Generators can now delegate to another generator, Traversable objects or arrays automatically, without needing to write boilerplate in the external generator by using the yield from construct.

function gen()
{
    yield 1;
    yield 2;
    yield from gen2();
}

function gen2()
{
    yield 3;
    yield 4;
}

foreach (gen() as $val)
{
    echo $val, PHP_EOL;
}

// 1
// 2
// 3
// 4

Integer Division With intdiv()

The new intdiv() function performs an integer division of its operands and returns it. We can, of course, achieve the same results with "casting" to int, or using floor() function, but those two ways are not so accurate with big numbers.

var_dump((int)(10 / 3)); // int(3)
var_dump(intdiv(10, 3)); // int(3)

var_dump((int)(PHP_INT_MAX / 3)); // int(3074457345618258432)
var_dump(intdiv(PHP_INT_MAX, 3)); // int(3074457345618258602)

Session Options

Now session_start() accepts an array of options which will override the session configurations that have been set in php.ini. Before PHP 7, we would have to change those configurations directly in the php.ini file, but now they're being changed in runtime.

These options have also been expanded to support session.lazy_write, which is on by default and causes PHP only to overwrite any session file if the session data has changed. And read_and_close, which is an option that can only be passed to session_start() to indicate that the session data should be read and then the session should immediately be closed unchanged.

For example, to set session.cache_limiter to private and immediately close the session after reading it, we would do the following.

session_start([
    'cache_limiter' => 'private',
    'read_and_close' => true,
]);

New Function preg_replace_callback_array()

The new preg_replace_callback_array() function enables code to be written more cleanly when using the preg_replace_callback() function. Prior to PHP 7, callbacks that needed to be executed per regular expression required the callback function to be polluted with lots of branching.

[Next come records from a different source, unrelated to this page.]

PR #309, opened 2024-02-19
Add preconditioning to the ALP CG solvers

### LINKED ISSUE #308: Add preconditioned CG...
...to all of:
1. include/algorithms/conjugate_gradient.hpp;
2. include/transition/solver.h; and
3. include/transition/kml_iss.h.

anyzelman:
Initial jab at adding standard preconditioning to the ALP CG. The following TODOs remain:

- [x] make sure this passes the regular tests for non-preconditioned CG;
- [x] add a smoke test for the preconditioned CG (e.g., simple Jacobi preconditioning);
- [x] expose the mechanism to the solver and ksolver transition paths.

(Note that the latter point corresponds to the actual feature request)

Bugfixes in this MR:

- the vector-to-vector foldr was not implemented in the BSP1D and hybrid backends, herewith fixed.
- the eWiseLambda for BSP1D and hybrid was using local indexing, while it should have been global.
- this also fixes a kind of meta-bug in the distributed implementation of grb::set(BSP1D,hybrid) that erroneously relied on local indexing

Tag @alberto-scolari


anyzelman:
Optional feature: split preconditioners for use with ILU, I think @djelovina's use case was for that particular one, or does it make use of the standard preconditioning now provided (modulo testing)?

include/graphblas/algorithms/conjugate_gradient.hpp
```diff
@@ -78,12 +85,26 @@ namespace grb {
...
 		 *
+		 * The preconditioner action \f$ M^{-1}r \f$ is supplied as a standard
+		 * <tt>std::function</tt> that outputs a #grb::RC and takes two arguments:
+		 *  -# the output vector of the preconditioning action as a reference to a
+		 *     #grb::Vector with element type <tt>IOType</tt>, and
+		 *  -# the input vector to the preconditioner as a const-reference to a
+		 *     #grb::Vector with the same element type.
+		 * Both vectors are guaranteed to be dense when given to \a M. A good
+		 * preconditioner action \a Minv is both efficient to apply as well as
+		 * reducing the number of CG iterations required drastically.
```
djelovina: ... i.e. condition number of matrix M^{-1}A is much smaller than the condition number of A.

include/graphblas/algorithms/conjugate_gradient.hpp
```diff
@@ -323,110 +375,211 @@ namespace grb {
...
 
 				// temp = A * u;
 				ret = ret ? ret : grb::mxv< descr_dense >( temp, A, u, ring );
-				assert( ret == SUCCESS );
+				assert( ret == grb::SUCCESS );
 
-				// beta = u' * temp
+				// beta = temp' * u
 				beta = zero;
 				if( grb::utils::is_complex< IOType >::value ) {
```
djelovina: You could avoid `is_complex` check by passing   _conjugate_right_mul_ operator to `dot()` call, i.e. take a look  at [this](https://github.com/Algebraic-Programming/ALP/blob/68b6256e2ac0672d648980487399c9d18693fe59/include/graphblas/algorithms/gmres.hpp#L556C1-L561C9) section.

anyzelman: Very elegant indeed -- I applied it

include/graphblas/algorithms/conjugate_gradient.hpp
anyzelman: Thanks! Applied also

anyzelman:
Current status: all passes, except preconditioned CG with bsp1d and hybrid backends due to a segfault. Given it only appears for the preconditioned case, the error should be rather isolated (perhaps it's in the build of the diagonal vector?)

anyzelman:
> Current status: all passes, except preconditioned CG with bsp1d and hybrid backends due to a segfault. Given it only appears for the preconditioned case, the error should be rather isolated (perhaps it's in the build of the diagonal vector?)

I suspect it's a global/local index translation issue -- the eWiseLambda on matrices gives back global indices (at least that's what's specified), while the bracket-operator may expect local indices (which would be an error). If this is indeed the case, then a second bugfix that would be piggy-backing on this MR is that eWiseLambda on vectors then apparently does not use global indices (for bsp1d and hybrid).

anyzelman:
Retarget to v0.8 due to the bugfixes this MR contains

anyzelman:
Running unit and smoke tests, then will move to the last TODO

anyzelman:
All tests OK on x86 and ARM at this point

anyzelman:
This one seems ready, I'll try to test the KML entry point manually (and will run automated tests simultaneously)

include/graphblas/algorithms/conjugate_gradient.hpp
```diff
@@ -215,218 +249,330 @@ namespace grb {
 			const IOType zero = ring.template getZero< IOType >();
 			const size_t n = grb::ncols( A );
 
+			// retrieve conditional buffers
+			grb::Vector< IOType > &z = preconditioned ? temp_precond : r;
```
alberto-scolari: I'm not sure why we need the `backend` template param, but if we use it for the input vector we should also use it for the type of `z`, otherwise we risk an assignment between incompatible types; if, instead, we are sure that `backend` is always the default type, then we don't need the type param.

include/graphblas/algorithms/conjugate_gradient.hpp
```diff
@@ -215,218 +249,330 @@ namespace grb {
...
+				"Require floating-point residual type."
+			);
+
+			// create a dummy preconditioner and buffer that will never be used
+			std::function<
+				grb::RC( grb::Vector< IOType >&, const grb::Vector< IOType >& )
+			> dummy_preconditioner =
+				[](grb::Vector< IOType >&, const grb::Vector< IOType >&) -> grb::RC {
+					return grb::FAILED;
+				};
```
alberto-scolari: why defining a callback that will never be called? `std::function` has a [default constructor](https://en.cppreference.com/w/cpp/utility/functional/function/function)

anyzelman:
Manual test of entry point also passes. Waiting review/approve from @alberto-scolari before merge~

alberto-scolari (dismissed):

include/graphblas/algorithms/conjugate_gradient.hpp
anyzelman: Oh sorry, only now saw this. Yes this is a good point. I remember me suggesting to indeed remove the `backend` parameter, but then reconsidered. I think the reason was the possibility for dispatching on an algorithm level. The decision was to keep it, so let's keep it here too. But then this should be fixed indeed; will do so now

include/graphblas/algorithms/conjugate_gradient.hpp
anyzelman: Error code? (If at some point the code flow changes so that it actually does call the preconditioner even though it should not, then the FAILED error code will propagate)

anyzelman:
I'm happy again:) Concept release notes:

This MR resolves a feature request for a preconditioned CG accessible via a transition path. To enable this feature, this MR adds the following:
- standard left-sided preconditioning to the ALP CG has been added. There are now two entry points `grb::algorithms::conjugate_gradient` for non-preconditioned CG, and `grb::algorithms::preconditioned_conjugate_gradient` for PCG. They are kept separate since PCG requires one more work-space vector. The preconditioner is given as an `std::function` that returns a `grb::RC`, takes an output `grb::Vector` and an input `const grb::Vector`. Given it's an `std::function`, any state required by the preconditioner can be embedded into the function (there is no additional argument required for this).
- the sparse solver transition path API now can take preconditioners also. Since this is a C API, the preconditioner is given as a function pointer. The return type is an `int` where `0` indicates successful application of the preconditioner. The first argument is a raw output vector, the second a const input vector, and the third a `void *` argument to any state required by the preconditioner.
- the kml_iss.h transition path API now also takes preconditioners, given as a function pointer with signature according to the current KML solver specification.

The MR also expands and improves documentation regarding the transition path libraries.

This MR adds the following smoke test:
- preconditioned CG with simple Jacobi preconditioning, both for real (`double`) and the complex case. Note that for the complex case, Jacobi preconditioning may not be a good choice; it is not encouraged to use outside of smoke testing.

To enable the smoke tests, this MR additionally includes the following bugfixes:
- the vector-to-vector foldr was not implemented in the BSP1D and hybrid backends, herewith fixed;
- the eWiseLambda(vector) for BSP1D and hybrid was using local indexing, while it should have been global;
- a meta-bug in the distributed implementation of `grb::set(BSP1D,hybrid)` erroneously relied on local indexing of eWiseLambda.

As always and additionally, the MR include code style fixes in both related and unrelated files.

anyzelman:
CI and tests OK

alberto-scolari (approved):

Now, callbacks can be registered to each regular expression using an associative array, where the key is a regular expression, and the value is a callback.

CSPRNG Functions

CSPRNG stands for "cryptographically secure pseudo-random number generator," which is the way that PHP creates cryptographically secure numbers. Two new functions have been added to generate cryptographically secure integers and strings in a cross-platform way: random_bytes() and random_int().

list() can always unpack objects implementing ArrayAccess

Previously, list() was not guaranteed to operate correctly with objects implementing ArrayAccess. This has been fixed.